Thinking about the Fourth of July, Independence Day, always takes me back to my school days when I studied the Revolutionary war and learned about the kind of men and women that it took to win our nation’s freedom. There were brilliant people like Thomas Jefferson, the author of the Declaration of Independence, and resilient people like Martha Washington and Abigail Adams. And there were brave people like Nathan Hale.

I learned the story of Nathan Hale as a child reading my history book, but his story took on additional meaning for me well after my time as a student. In the early 90s, while visiting our son on parents’ weekend at Yale, my husband and I happened upon Bela Lyon Pratt’s bronze statue of Nathan Hale. It is situated on the Old Campus, where all freshmen are housed, next to Connecticut Hall. This is where Hale lived when he was a student at Yale. Hale, with his hands and feet bound, stands straight and tall. He looks very young (he was only 21 at the time of his execution) but also solemn and proud. At the base of the statue are engraved his famous words: “I only regret that I have but one life to lose for my country.”

Little did we realize, as we gazed upon that statue and talked about Nathan Hale’s contributions to the Revolutionary war, that a little over a dozen years later we would be looking at another rendering of this bronze in a much less public place. Nor did we understand that Nathan Hale’s sacrifice would come to have a much more personal meaning for us.

This rendering stands in a quiet spot on CIA’s campus, between the Original Headquarters Building (OHB) and the Bubble (CIA’s auditorium) and close to the agency’s Memorial Garden. It is a place were CIA officers can pause to reflect on the sacrifices of those who came before them.

On this 240th anniversary of American independence, it is good to recall that almost immediately after the Declaration, American espionage was called upon to help defend the young Republic and its still very doubtful independence.

Nathan Hale answered that call and was the first American spy to die in the Revolution. He had graduated from Yale College at age 18 in 1773 and taken a position as a school teacher. He accepted a commission in the 7th Connecticut regiment in the summer of 1775, and when George Washington reorganized the army in January 1776, Hale received a captain’s commission in the new 19th Connecticut regiment.

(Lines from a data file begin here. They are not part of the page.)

PR #101, opened 2018-03-28
plump PR

mwernimont:
Made PR and VI 3 times bigger and moved them north.
screen shot 2018-03-28 at 10 47 40 am

### DIFF
--- a/js/custom_projection.js
+++ b/js/custom_projection.js
@@ -78,7 +78,7 @@ function albersUsaTerritories() {
 
     return (y >= 0.120 && y < 0.234 && x >= -0.425 && x < -0.214 ? alaska
         : y >= 0.166 && y < 0.234 && x >= -0.214 && x < -0.115 ? hawaii
-        : y >= 0.2064 && y < 0.2413 && x >= 0.312 && x < 0.385 ? puertoRico
+        : y >= 0.130 && y < 0.190 && x >= 0.280 && x < 0.410 ? puertoRico
         : lower48).invert(coordinates);
 
   };
--- a/js/custom_projection.js
+++ b/js/custom_projection.js
@@ -101,7 +101,7 @@ function albersUsaTerritories() {
     lower48.scale(_);
     alaska.scale(_ * 0.35);
     hawaii.scale(_);
-    puertoRico.scale(_);
+    puertoRico.scale(_ * 3);
     return albersUsa.translate(lower48.translate());
   };
 
@@ -176,8 +176,8 @@ function albersUsaTerritories() {
         .stream(pointStream);
 
     puertoRicoPoint = puertoRico
-        .translate([x + 0.350 * k, y + 0.224 * k])
-        .clipExtent([[x + 0.312 * k + epsilon, y + 0.2064 * k + epsilon],[x + 0.385 * k - epsilon, y + 0.233 * k - epsilon]])
+        .translate([x + 0.340 * k, y + 0.170 * k])
+        .clipExtent([[x + 0.280 * k + epsilon, y + 0.130 * k + epsilon],[x + 0.410 * k - epsilon, y + 0.190 * k - epsilon]])
         .stream(pointStream);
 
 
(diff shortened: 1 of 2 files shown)


js/custom_projection.js
```diff
@@ -176,8 +176,8 @@ function albersUsaTerritories() {
         .stream(pointStream);
 
     puertoRicoPoint = puertoRico
-        .translate([x + 0.350 * k, y + 0.224 * k])
-        .clipExtent([[x + 0.312 * k + epsilon, y + 0.2064 * k + epsilon],[x + 0.385 * k - epsilon, y + 0.233 * k - epsilon]])
+        .translate([x + 0.340 * k, y + 0.170 * k])
+        .clipExtent([[x + 0.280 * k + epsilon, y + 0.130 * k + epsilon],[x + 0.410 * k - epsilon, y + 0.190 * k - epsilon]])
```
aappling-usgs: cool, nice work figuring this out! do you think https://github.com/USGS-VIZLAB/water-use-15/pull/101/files#diff-1b045ffa0e22d4eccda9408d9c5d9777R81 might also need to be updated to match these changes?

mwernimont: So I'm confused on this the link just leads me to what I just changed.  Did you mean to do that?

mwernimont: Never mind, needed to scroll up

mwernimont: I wouldn't change those, I'm not exactly sure but I feel those numbers have a higher purpose of how PR is projected, and the numbers I'm changing are just where PR is projected and how much of it is projected.  

The problem right now there is some uncertainty about what all these numbers do for the projection.  I only honestly feel comfortable making changes to the ones I did.

May not be an answer you find suitable, but its what I got at the moment.  Definitely, more study needed in projections.

aappling-usgs: I believe the numbers I highlighted would be used if you wanted to be able to capture a set of svg coordinates (e.g., from a user's click) and turn that back into latitude and longitude (https://github.com/d3/d3-3.x-api-reference/blob/master/Geo-Projections.md#invert). That functionality is not important to water-use-15 functionality today but could be important to this or another viz in the future.

Playing around in the console:
```
// i think this is on alaska in the svg, goes to alaska in lon/lat
projection.invert([150,550])
(2) [-150.63359833273702, 64.08072856727983]
// https://www.google.com/maps/place/60%C2%B055'41.7%22N+149%C2%B007'00.5%22W/@63.5931454,-159.7661388,4.6z/data=!4m5!3m4!1s0x0:0x0!8m2!3d60.9282557!4d-149.1168018?hl=en

// just changing the y coordinate, but note that the x (and y) coords change a lot, so we're not in AK anymore
projection.invert([150,450])
(2) [-116.53973890285776, 32.118858217819]
```

Having looked a little more, I'm feeling increasingly confident that those numbers i highlighted should be adjusted to match your new numbers down here; also see how both alaska and hawaii match up almost perfectly? So I'm pushing a little harder - I advocate for changing those numbers now so they don't trip us up in the future, if and when we need to use `invert`.

mwernimont: Alrighty, I'll trust you

aappling-usgs: Trust now, assign blame later, whatever you need to do =)

layout/templates/textSection.mustache
```diff
@@ -1,4 +0,0 @@
-<div class="viz-text">
```
lindsaycarr: confused..is this just extra garbage you are cleaning up or did it get mixed up in this PR accidentally?

mwernimont: That is a cleanup, we aren't using a template for the text, so not needed.

mwernimont: I shoulda explained that.

lindsaycarr: No worries - just wanted to make sure it wasn't swept up in a merge conflict resolution or something!

lindsaycarr:
Was going to merge, but I think there was one more change this is waiting on, right? Adjusting those numbers @aappling-usgs pointed out?

mwernimont:
Yep, I need to do that quick.

mwernimont:
@aappling-usgs nothing seemed to change visually, so I think I should just trust you more often.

In early September 1776, the British were in command of western Long Island, and Washington was struggling to defend Manhattan. Having been battered in his previous encounters with the British commander, General William Howe, and now threatened with imminent attack, Washington needed to know where the British would strike. He needed someone behind the enemy’s lines to report on British troop movements and their commander’s intentions. Hale stepped forward and volunteered.

In what would today be described as non-official cover, Hale, disguised as a schoolmaster looking for work, made his way behind British lines on Long Island. Before he could return with any information, though, the British invaded Manhattan and pushed Washington and his army out of the city and north to Harlem Heights.

Hale was no more successful than Washington.  He was captured on September 21 and immediately brought before General Howe for questioning. Because uncoded intelligence information had been found on him, the British knew he was a spy.

He identified himself, his rank, and the purpose of his mission, but he was a soldier out of uniform and therefore regarded as an illegal combatant.  Consistent with the customs of the time, he was sentenced without trial to hang. On Sunday morning September 22, he was marched about a mile from his place of confinement to the Park of Artillery (at modern-day 66th Street and Third Avenue) and hanged.

Hale was not a professional.  He had no training.  He made multiple errors of tradecraft.  He failed to provide the information that Washington desperately needed. His shortcomings cost him his life.  The British army held New York for the rest of the war. 

Those are sobering lessons for any intelligence officer. The cost of failure is high.

But an equally valuable lesson is offered by Hale’s undying patriotism, bravery, and passion for the cause of Liberty.

Two hundred forty years later, we still celebrate him and his effort.   He reminds us that we come from stock willing to risk all in the defense of liberty.